▸ **Task instructions**:
Only the lines from the beginning of the data below through the line containing "unescape was described" belong in the response, each copied exactly.
::: Supplied information
PR #5971, opened 2025-03-05
Docs: Fix inconsistent terminology between reject and unescape functions

### LINKED ISSUE #5940: Docs: Inconsistent wording and referencing in help text

2: Example:

vedant713:
Fixes https://github.com/lodash/lodash/issues/5940

This PR addresses the inconsistent terminology in the documentation:

reject was described as "The opposite of _.filter"
unescape was described as "The inverse of _.escape"
I've standardized the terminology to use "opposite" consistently across both functions to improve documentation clarity.

The issue also mentioned cross-referencing, but both functions already correctly reference each other with @see tags.

### DIFF
--- a/dist/lodash.js
+++ b/dist/lodash.js
@@ -15200,7 +15200,7 @@
     }
 
     /**
-     * The inverse of `_.escape`; this method converts the HTML entities
+     * The opposite of `_.escape`; this method converts the HTML entities
      * `&amp;`, `&lt;`, `&gt;`, `&quot;`, and `&#39;` in `string` to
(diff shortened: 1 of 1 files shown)


Cassieminkus1 (approved):

jonchurch:
inverse is correct here, as it implies that it is reversible

The linked issue's main point as I read it is about discoverability. They make a valid point that it would be useful to find the related methods from each other.

The docs do not parse out the `@see` annotations from the JSDoc, so unless the description actually mentions another method, a link will not be created.

PR #1072, opened 2026-01-01
Fix #1030: p5.sound reference pages link to correct GitHub repository

### LINKED ISSUE #1030: p5.js 2.x reference pages for p5.sound functions link to wrong repository

Reference

Linux

### Web browser and version

Brave 1.83.112

### Actual Behavior

Reference pages have a link to the source where the reference is embedded at the end. For example, https://beta.p5js.org/reference/p5.sound/p5.oscillator/ has the text "Please feel free to edit src/sources/Oscillator.js and open a pull request!" But for version 2 p5.sound pages, the link points to the p5.js repository (https://github.com/processing/p5.js/blob/v2.1.1/src/sources/Oscillator.js#L10 in this example), which gives a "Page not found" error. This appears to be the case for all p5.sound reference pages.

### Expected Behavior

Links from version 2 p5.sound pages should point to the p5.sound.js repository (https://github.com/processing/p5.sound.js/blob/main/src/sources/Oscillator.js in this example).

### Steps to reproduce

Go to https://beta.p5js.org/reference/p5.sound/p5.oscillator/, scroll to the bottom, and click the src/sources/Oscillator.js link. Observe that it links to a non-existent page.

No

rakesh2OO5:
### Summary
Fixes incorrect GitHub source links on p5.sound reference pages by routing them to the `processing/p5.sound` repository instead of `processing/p5.js`.

### Changes
- Updated reference builder logic to select the correct repository based on module type

### Testing
- Verified generated links point to the correct GitHub repositories

Fixes #1030

### DIFF
--- a/src/scripts/builders/reference.ts
+++ b/src/scripts/builders/reference.ts
@@ -292,7 +292,16 @@ const convertToMDX = async (
 
   try {
     // Add YAML comment to the frontmatter
-    const comment = `# This file was auto-generated. Please do not edit it manually!\n# To make changes, edit the comments in the corresponding source file:\n# https://github.com/processing/p5.js/blob/v${p5Version}/${doc.file.replace(/\\/g, '/')}#L${doc.line}`;
+    const repo =
+  doc.module === "p5.sound"
+    ? "processing/p5.sound"
+    : "processing/p5.js";
+
+const comment =
+  `# This file was auto-generated. Please do not edit it manually!\n` +
+  `# To make changes, edit the comments in the corresponding source file:\n` +
+  `# https://github.com/${repo}/blob/v${p5Version}/${doc.file.replace(/\\/g, '/') }#L${doc.line}`;
+
     
     // Convert the frontmatter to a string
     const frontmatter = matter.stringify("", frontMatterArgs);


davepagurek:
Hi! I think this doesn't quite solve the issue.
- If this is an issue with the 2.x reference, then the PR should be into the `2.0` branch, since this main branch is only for the 1.x site.
- I think this is just editing the comment in the .mdx source files? You're right that this is also likely incorrect and in need of fixing, but the issue is talking not about a code comment, but about a link in the public site. I believe the source for that is in the ReferenceItemLayout file.

rakesh2OO5:
Thanks for the clarification — that helps a lot.

You're right, this issue refers to the 2.x reference site rather than the 1.x site on `main`, and the visible link likely comes from `ReferenceItemLayout` rather than the reference builder comment.

I’ll take a look at the 2.0 branch and trace the source of the public link there. I’m happy to close or repurpose this PR if this change isn’t appropriate here.

Thanks again for pointing me in the right direction.

rakesh2OO5:
Closing this PR — this change targets the reference builder comment on main, but the issue affects the 2.x reference site UI. I’ll follow up with a correct fix on the 2.0 branch.

PR #1074, opened 2026-01-03
Fixed the "edit source" links on p5.sound reference pages (beta.p5js.org) to point to the correct repository.

Linqi1234:
## Summary
Fixed the "edit source" links on p5.sound reference pages (beta.p5js.org) to point to the correct repository.

## Problem
The source links on p5.sound reference pages were pointing to `processing/p5.js`, which resulted in 404 errors. For example:
- ❌ `https://github.com/processing/p5.js/blob/v2.1.2/src/sources/AudioIn.js` (404)

## Solution
Added a conditional check: when `entry.data.module === 'p5.sound'`, the link now points to `processing/p5.sound.js` repository with the `main` branch:
- ✅ `https://github.com/processing/p5.sound.js/blob/main/src/sources/AudioIn.js`

### DIFF
--- a/src/layouts/ReferenceItemLayout.astro
+++ b/src/layouts/ReferenceItemLayout.astro
@@ -272,7 +272,7 @@ const descriptionParts = description.split(
               };
 
               return (
-                <div class="text-body my-lg">
+                  <div class="text-body my-lg">
                   <a
                     href={`/reference/${methodValue.path}`}
                     class="text-body-large"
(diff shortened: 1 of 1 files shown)


ksen0:
Hi, I wll close this as the original problem was resolved by a different fix. Sorry this slipped through. Please note in the [contributor guidelines](https://p5js.org/contribute/contributor_guidelines/) we ask that before making an PR, each volunteer gets assigned on the issue and their approach approved. This helps to avoid accidental duplicate work. I recommend starting with issue in the future . Thanks for understanding!

PR #1078, opened 2026-01-06
Fix search clear button not resetting search state

### LINKED ISSUE #949: Search Cancel button does not delete query text

Other (specify if possible)

Mac OS

### Web browser and version

firefox

### Actual Behavior

After typing a search, then hitting the X to clear the search, it looks like it was cleared, but then when you start typing again the old search text is still there

### Expected Behavior

The X should completely delete the text

### Steps to reproduce

- type in the search field
- hit the X
- start typing again

no thank you

Pratik5252:
Fixes #949 

Previous Behavior
When users clicked the X to clear the search input, the visual field was cleared but the search state in the parent component remained unchanged. This caused old search results to reappear when typing again.

Solution
Updated clearInput() to call onSearchChange("") so the parent component's search state is properly reset along with the input field.

### DIFF
--- a/src/components/SearchResults/index.tsx
+++ b/src/components/SearchResults/index.tsx
@@ -98,6 +98,7 @@ const SearchResults = ({
     if (inputRef.current) {
       inputRef.current.value = "";
     }
+    onSearchChange("")
   };
   const submitInput = () => {
     if (inputRef.current) {


perminder-17 (approved):
Works well and looks good to me! Thanks for the fix

perminder-17:
Are you also interested in fixing that in `2.0` branch? I think the same issue is there with that branch as well.

Pratik5252:
Yes, I'll fix the same in 2.0 branch

Pratik5252:
@perminder-17 I have raised a PR and applied the same changes to branch 2.0

Issue #1085, opened 2026-01-09
unnecessary console output "Component rendered" when embedded sketch is played (CopyCodeButton)


nbogie:
### Most appropriate sections of the p5.js website?

Tutorials

### What is your operating system?

Mac OS

### Web browser and version

chrome 143.0.7499.170 (Official Build) (arm64)

### Actual Behavior

Each time one presses play on an embedded sketch (e.g. [in v1.x reference: fill](https://p5js.org/reference/p5/fill/), or [in beta: strands tutorial](https://beta.p5js.org/tutorials/intro-to-p5-strands/) ) the following text is added twice to the console:

```
Component rendered, isCopied: false
```
This quickly fills up the console with noise as the user iterates on a sketch (e.g. when trying to debug something).

### Expected Behavior

There should be no console output in the happy path when pressing play on an embedded sketch, unless the sketch code itself adds it.

### Steps to reproduce

* open a tutorial (tested with [getting started](https://p5js.org/tutorials/get-started/) and [intro to strands](https://beta.p5js.org/tutorials/intro-to-p5-strands/))
* open dev tools console
* press play on a sketch repeatedly.  
* observe console

### Would you like to work on the issue?

yes, please!

PR #1086, opened 2026-01-09
remove "Component rendered" console output on playing embedded sketch

nbogie:
Removes unnecessary console logging that was occurring each time any embedded sketch was played.

### DIFF
--- a/src/components/CopyCodeButton/index.tsx
+++ b/src/components/CopyCodeButton/index.tsx
@@ -36,8 +36,6 @@ export const CopyCodeButton = ({
     }
   };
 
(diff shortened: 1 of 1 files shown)


nbogie:
fixes #1085

davepagurek:
Thanks!

davepagurek:
We may also need to do the same change in the `2.0` branch, if you're up for making the same change there too.

nbogie:
> We may also need to do the same change in the `2.0` branch, if you're up for making the same change there too.

oops, yeah, #1088 !

PR #1094, opened 2026-01-16
Fix reference sidebar flash by server-rendering directory

### LINKED ISSUE #477: Consider using transitions or reduce use of JS in the nav links
### Increasing Access

This could prevent layout shift and "flashing" on page navigation which could create a more continuous and easier-to-follow experience.

Home

### Feature request details

The nav panel reloads on every navigation. This leads to a kind of "flashing" experience in that component. I know that the related components were switched to [Preact components in order to handle active resizing](https://github.com/processing/p5.js-website/blob/main/src/components/Nav/NavPanels.tsx) from desktop <-> mobile but I think it would be worth the effort to move these back to Astro components with scripts where possible. In my opinion, this would significantly improve look and feel.

An alternative option that could achieve something interesting is [Astro View Transitions](https://docs.astro.build/en/guides/view-transitions/) but those would warrant further testing as they have their own impact on look and feel.

This is in no way urgent but I just wanted to file it to indicate that I think this would be an improvement. I'd be open to working on it at some point but it would likely be a month or so until I had the capacity to take it on

rakesh2OO5:
Fixes #477

### Summary
Server-renders the reference directory to prevent the initial sidebar flash and layout shift caused by client-only hydration.

### Changes
- Added a server-rendered Astro component for the reference directory
- Kept client-side filtering as a progressive enhancement
- Updated ReferenceLayout to render the directory during SSR

### Result
- Sidebar appears immediately on load
- No visible flash or layout jump
- Filtering behavior remains unchanged

### DIFF
--- a/src/components/Nav/NavPanels.tsx
+++ b/src/components/Nav/NavPanels.tsx
@@ -32,16 +32,17 @@ export const NavPanels = (props: NavPanelsProps) => {
     jumpToState,
   } = props;
 
-  const [isOpen, setIsOpen] = useState({ main: false, jump: false });
+  const [isOpen, setIsOpen] = useState({ main: true, jump: true });
   const [isMobile, setIsMobile] = useState(true);
 
-  // Defaults to closed on mobile, open on desktop
-  // Have to do this in a lifecycle method
-  // so that we can still server-side render
   useEffect(() => {
     const startsMobile = window.innerWidth < 768;
     setIsMobile(startsMobile);
     setIsOpen({ main: !startsMobile, jump: !startsMobile });
+    requestAnimationFrame(() => {
+      document.documentElement.setAttribute("data-nav-panels-ready", "true");
+    });
+
     // We use a resize observer to the user's window crosses the
     // threshhold between mobile and desktop
     const documentObserver = new ResizeObserver((entries) => {
--- a/src/components/Nav/styles.module.scss
+++ b/src/components/Nav/styles.module.scss
@@ -132,7 +132,7 @@
 .jumpto {
   border-color: var(--sidebar-type-color);
 
-  animation: height 0.3s ease-in-out;
+  animation: none;
   flex-grow: 0;
   border-bottom-width: 1px;
   height: 40px;
@@ -262,7 +262,9 @@
   margin-top: 4px;
 }
 
-/* Interaction */
+:global(html[data-nav-panels-ready="true"]) .jumpto {
+  animation: height 0.3s ease-in-out;
+}
 
 .jumpto:global(.open) {
   flex-grow: 1;
@@ -277,7 +279,17 @@
     }
   }
 }
+@media (max-width: ($breakpoint-tablet - 1px)) {
+  :global(html:not([data-nav-panels-ready="true"])) .mainlinks:global(.open) {
+    height: 43px;
+  }
 
+  :global(html:not([data-nav-panels-ready="true"])) .jumpto:global(.open) {
+    flex-grow: 0;
+    height: 40px;
+    overflow: hidden;
+  }
+}
 /* Page-specific modifications */
 :global(.reference-item) .jumpto ul {
   grid-template-columns: 1fr;
@@ -286,4 +298,3 @@
 .jumpto ul li.linklabel:not(:global(.small), :first-child) {
   margin-top: 10px;
 }
-


stalgiag:
Thanks! I will try to review this some time in the next month. If any other reviewers gets here first, please by all means feel free to review ahead of me.

coseeian:
I pulled the changes to test them locally, but I noticed some unexpected UX on the page, and it seems like we’re still seeing the flash in the original nav (screenshot below). 

https://github.com/user-attachments/assets/aaa0d032-af4d-460f-b8f4-604a0f21e437

It looks like the 'flashing' persists because the issue might be rooted deeper in how the global NavPanels component handles initial resizing on the client side (the desktop isOpen state being false by default): https://github.com/processing/p5.js-website/blob/main/src/components/Nav/NavPanels.tsx

Since this affects every page and not just the Reference section, I think we might need to shift our focus to that core component to truly solve the flash issue described in https://github.com/processing/p5.js-website/issues/477.

rakesh2OO5:
Thanks for the detailed investigation and for pointing me to NavPanels.tsx.
I’ve converted this PR to draft while I rework the fix to address the root hydration mismatch in the global nav rather than just the reference directory.
I’ll mark it ready for review once the revised approach is pushed.

rakesh2OO5:
Thanks again for pointing me to NavPanels.tsx — that was the key.
I’ve opened a clean follow-up PR that fixes the root hydration mismatch in the global nav with a minimal diff: #1102(closed currently)

I’m leaving this PR in draft as context for the earlier investigation. Happy to close it if you prefer.

davepagurek:
@rakesh2OO5 it is probably easier to follow the discussion if you continue to commit to the same PR rather than opening new ones, as it contains everything to one place.

rakesh2OO5:
That makes sense — thanks for the guidance.
I’ll move the fix into this PR and keep everything here so it’s easier to follow.

rakesh2OO5:
Thanks for the guidance earlier — I’ve now consolidated the fix into this PR with a minimal diff (+36/-26) that addresses the root hydration mismatch in NavPanels and removes the sidebar flash without changing existing behavior.

@coseeian if you have a moment, I’d really appreciate a review on this updated version. Happy to iterate if anything needs adjustment.

src/components/Nav/NavPanels.tsx
```diff
@@ -32,38 +40,40 @@ export const NavPanels = (props: NavPanelsProps) => {
...
-  const [isMobile, setIsMobile] = useState(true);
+  const [isMobile, setIsMobile] = useState(getIsMobile);
+
+const [isOpen, setIsOpen] = useState(() => {
+  const mobile = getIsMobile();
+  return {
+    main: !mobile,
+    jump: !mobile,
+  };
+});
```
coseeian: nit: please fix indention.

src/components/Nav/NavPanels.tsx
```diff
@@ -32,38 +40,40 @@ export const NavPanels = (props: NavPanelsProps) => {
...
+      return mobile;
     });
-    documentObserver.observe(document.body);
-    return () => documentObserver.disconnect();
-  }, [setIsMobile, setIsOpen, isMobile]);
+  };
+
+  window.addEventListener("resize", handleResize);
+  return () => window.removeEventListener("resize", handleResize);
+}, []);
```
coseeian: Nit: Looks like there might be a indentation tweak needed in this code block. Could you take a quick look?

src/components/Nav/NavPanels.tsx
coseeian: Nit: Looks like there might be a indentation tweak needed in this code block. Could you take a quick look?

coseeian (commented):
I pulled this PR down and test locally by navigation to `/reference/p5/arc/`. Noticed regression on mobile. It looks like the changes to address issue on desktop are affecting mobile nav behavior.

Expected: Nav should be closed by default.

Image

Actual: menu nav keep opened, and reference nav closed with flash.

https://github.com/user-attachments/assets/de62fc12-72a4-4368-9cba-e9552b8331df

Please have a look. Thanks.

rakesh2OO5:
Thanks for flagging this — agreed, mobile behavior should stay consistent with the expected default (nav closed).
I’ll adjust the logic to preserve the mobile default state and clean up the indentation in this block. Will push an update shortly.

src/components/Nav/NavPanels.tsx
rakesh2OO5: I will surely indent the code properly and update!

src/components/Nav/NavPanels.tsx
rakesh2OO5: I will surely indent the code properly and update!

rakesh2OO5:
Hi @coseeian — I’ve pushed an updated commit that resolves both the desktop sidebar flash and the mobile nav regression with a minimal diff (+19/-7).

Whenever you have a moment, I’d really appreciate a review. Thanks!

coseeian:
While the root cause lies in the nav component's default state, I’m concerned that toggling it to true simply shifts the "flash" issue from desktop to mobile.

As shown in the recording below, although the issue of nav height is resolved, the hamburger menu button and chevron button in the top right flip states immediately after the page loads. (It's more visible if you slow down the playback speed).

https://github.com/user-attachments/assets/4c91ba65-e320-4d63-95d5-6e87f457f2b2

Since we can't determine device type server-side in this project (correct me if I'm wrong), a client-side React state fix might always result in same issue. An alternative is to refactor and decouple the nav into two device-specific sub-components, each with its own appropriate initial state.

Trade-offs to consider:
* Bundle size: this would introduce more code to the client.
* CSS complexity: we would need to carefully manage the hidden styles via CSS media queries for each component.

Pinging @stalgiag for your thoughts on whether this structural change is worth the overhead.

stalgiag:
That is correct @coseeian. When I originally wrote the issue though, I thought that we could simplify even further by moving away from Preact with dedicated subcomponents that hide/show via CSS (which feels like a workaround) and instead use Astro components. If I remember correctly the only reason for moving to Preact was to handle the default open state (different on mobile vs desktop).

I *think* based on my foggy memory that a small refactor could make it so that the server-rendered HTML picks the right initial CSS classes. Since the server doesn't know the viewport width, we'd want the default HTML to have no open class on either panel, and use a CSS media query to handle the desktop default:                                                   
```                                                                                                                                                    
  @media (min-width: $breakpoint-tablet) {                                                                                                                                
    .main-nav, .jumpto {                                                                                                                                                  
      // desktop default styles (expanded)                                                                                                                                
    }                                                                                                                                                                     
  }                                                                                                                                                                       
```

All of the interactivity could live in a in a small inline script with `matchMedia` and class toggling.

rakesh2OO5:
Thanks for the detailed feedback @coseeian and @stalgiag — that makes sense, and I agree the root issue is the SSR vs hydration mismatch rather than just the client-side default state.

My intent with this PR was mainly to address the visible regression/flash as a short-term fix with a minimal diff, but I agree that a CSS-first + SSR approach (media queries for desktop defaults, no “open” classes in the server HTML, and a small matchMedia/toggle script for interactivity) is the more robust long-term direction and aligns better with the original goal of #477.

If you think it makes sense, I’m happy to:
-----------------------------------------------
-Treat this PR as a stopgap to resolve the current regression, and
-Follow up with a separate PR that refactors the nav toward the Astro/CSS default-state approach you outlined.

Let me know which path you’d prefer and I’m glad to take this forward .

Nwakaego-Ego:
Hi @stalgiag @coseeian, thank you both for the thorough investigation and detailed feedback on this PR. Just following up on @rakesh2OO5's question from January about whether to treat this as a stopgap fix or proceed with the full CSS-first refactor you outlined. Could you give them direction so they can move forward?  Thank you, @rakesh2OO5, for your work on this so far.

PR #1098, opened 2026-01-20
fix: clarify frameCount usage in Variables and Change tutorial

### LINKED ISSUE #1097: Confusing explanation of frameCount % 290 and cloudOneX in Variables and Change tutorial

Tutorials

None

### Web browser and version

_No response_

### Actual Behavior

In the Variables and Change tutorial, the explanation incorrectly states that `frameCount % 290` is the value stored in the variable `cloudOneX`.

However, in the code:
- `cloudOneX` is assigned `frameCount % width`
- `frameCount % 290` is used directly in the tree animation logic

This creates a mismatch between the explanation and the actual code behavior.

### Expected Behavior

The explanation should accurately describe which values are stored in which variables.

`frameCount % 290` should not be described as the value stored in `cloudOneX` when that is not the case in the code.

### Steps to reproduce

1. Open the Variables and Change tutorial.
2. Read the explanation describing the use of `frameCount % 290` and `cloudOneX`.
3. Compare the explanation with the corresponding code in the tutorial.

Yes, I can work on this issue and submit a fix if that's ok.

aashu2006:
### Summary
This PR fixes a confusing explanation in the Variables and Change tutorial that incorrectly associates `frameCount % 290` with the variable `cloudOneX`.

### Changes
- Removed an incorrect reference to `cloudOneX` so the explanation accurately reflects the code.

### Related Issue
Resolves #1097


aashu2006:
This change only removes a reference to an internal variable name to keep the tutorial text consistent. Happy to adjust if needed. Thanks!

PR #1100, opened 2026-01-20
fix typography 2.0 tutorial crash caused by space character passed in textToModel()

### LINKED ISSUE #1099: Typography 2.0 tutorial crashes when text contains spaces
The Typography 2.0 tutorial crashes when the displayed text contains space characters. (https://beta.p5js.org/tutorials/typography-20/)

The tutorial code calls `textToModel()` on each character, but space characters produce no geometry and currently throw an error.

Example string from the tutorial:

"P5.JS 2.0"

Cause:

`textToModel(' ')` returns undefined and later rendering code expects
a valid model.

skyash-dev:
This updates the greeting text in the Typography 2.0 tutorial to avoid calling `textToModel()` on a space character, which currently throws due to a regression.

This is a temporary workaround until the core [issue](https://github.com/processing/p5.js/issues/8428) is fixed in p5.js.

Closes #1099


davepagurek:
Thanks for the quick fix!

PR #1107, opened 2026-01-26
fix: restore focus after search submission (#914)

### LINKED ISSUE #914: [focus] Focus is lost after clicking “Submit search” button
### Title

[focus] Focus is lost after clicking “Submit search” button

### Description

When a user clicks the “Submit search” button, the button is removed from the DOM and no programmatic focus management is applied. As a result, keyboard and screen reader users lose track of their place in the interface, which creates confusion and interrupts their workflow. This issue presents a barrier for users who rely on assistive technologies or keyboard navigation, as they cannot easily determine the next actionable element or understand the result of their action.

### Steps to Reproduce

1. Navigate to `/search/`
2. Locate the “Search through site content” input field.
3. Enter a search term into the input.
4. Move focus on the “Submit search” button and click it.
5. Observe that the “Submit search” button disappears and a “Clear search input” button appears.
6. Note that focus is not placed on any element.

### Actual Behavior

After the “Submit search” button is click and removed, focus is lost and resets to the browser’s default navigation starting point (e.g., the document `<body>` or address bar).

### Expected Behavior

When the “Submit search” button is click and replaced, focus should be programmatically moved to the logical appropriate interactive element—such as the “Clear search input” button or returned to the “Search through site content” input field—so that users can seamlessly continue their interaction.

### Environments

_No response_

### Suggested Fix

Implement focus management logic so that after the “Submit search” button is clicked and removed:

* **Option 1:** Move focus to the “Clear search input” button that appears.
* **Option 2:** Return focus to the “Search through site content” input field.

### Reference

* [WCAG 2.2:  Success Criterion 2.4.3 Focus Order](https://www.w3.org/TR/WCAG22/#focus-order)
* [ARIA Authoring Practices Guide: Managing Focus](https://www.w3.org/WAI/ARIA/apg/practices/keyboard-interface/)

None

### Web browser and version

_No response_

coseeian:
## Summary

Fixes #914 - Restores focus management after search submission to improve keyboard navigation and screen reader accessibility.

**Problem:** When users clicked the "Submit search" button, focus was lost as the button disappeared from the DOM and was replaced with the "Clear search input" button. This created an accessibility barrier for keyboard and screen reader users who lost their place in the interface.

**Solution:** Implemented automatic focus transfer to the clear button after search submission using `useEffect` to track state transitions. Also removed the `key` prop that was causing component remounts so that we can preserve the state tracking required for focus management.

**Changes:**
  - Add `clearButtonRef` and focus management logic to automatically focus clear button after search submission.
  - Track previous `isInputEdited` state to detect transitions (prevents unwanted focus on initial render).
  - Remove `key={searchTerm}` prop from SearchResults - this was causing the component to unmount/remount on every search, which would clear the `prevIsInputEdited` state and break focus management. Replace remount-based state reset with `useEffect` for better performance and to preserve component state.

## Demo

After

https://github.com/user-attachments/assets/469b0ea3-dd25-4eea-8729-79f8b0881142

### DIFF
--- a/src/components/SearchProvider/index.tsx
+++ b/src/components/SearchProvider/index.tsx
@@ -126,7 +126,6 @@ const SearchProvider = ({
       currentLocale={currentLocale as string}
       onSearchChange={handleSearchTermChange}
       uiTranslations={uiTranslations}
-      key={searchTerm}
     />
   );
 };
--- a/src/components/SearchResults/index.tsx
+++ b/src/components/SearchResults/index.tsx
@@ -1,4 +1,4 @@
-import { useMemo, useRef, useState } from "preact/hooks";
+import { useEffect, useMemo, useRef, useState } from "preact/hooks";
 import { Icon } from "../Icon";
 
 type SearchResult = {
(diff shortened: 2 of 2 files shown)


perminder-17 (approved):
Looks good to me.

ksen0:
Awesome, thank you!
::::::
▸ **Exercise result**:
PR #5971, opened 2025-03-05
Docs: Fix inconsistent terminology between reject and unescape functions

### LINKED ISSUE #5940: Docs: Inconsistent wording and referencing in help text

2: Example:

vedant713:
Fixes https://github.com/lodash/lodash/issues/5940

This PR addresses the inconsistent terminology in the documentation:

reject was described as "The opposite of _.filter"
unescape was described as "The inverse of _.escape"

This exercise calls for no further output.